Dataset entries

PR #4772, opened 2020-08-05
fix(saga): Retry INVALID_ARGUMENT exception when message is Titus assume IAM role error

jonsie:

### DIFF
--- a/clouddriver-titus/src/main/groovy/com/netflix/spinnaker/clouddriver/titus/deploy/handlers/TitusExceptionHandler.java
+++ b/clouddriver-titus/src/main/groovy/com/netflix/spinnaker/clouddriver/titus/deploy/handlers/TitusExceptionHandler.java
@@ -46,10 +46,24 @@ public class TitusExceptionHandler implements SagaExceptionHandler {
       case UNKNOWN:
         return true;
       case INVALID_ARGUMENT:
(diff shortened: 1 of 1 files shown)


clouddriver-titus/src/main/groovy/com/netflix/spinnaker/clouddriver/titus/deploy/handlers/TitusExceptionHandler.java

Required action - Return, exactly as written, only those lines that run from the one with "-46,10 +46,24 @@" to the last line of the data, both of those lines included.

Solution to the problem -
@@ -46,10 +46,24 @@ public class TitusExceptionHandler implements SagaExceptionHandler {
       case UNKNOWN:
         return true;
       case INVALID_ARGUMENT:
(diff shortened: 1 of 1 files shown)


clouddriver-titus/src/main/groovy/com/netflix/spinnaker/clouddriver/titus/deploy/handlers/TitusExceptionHandler.java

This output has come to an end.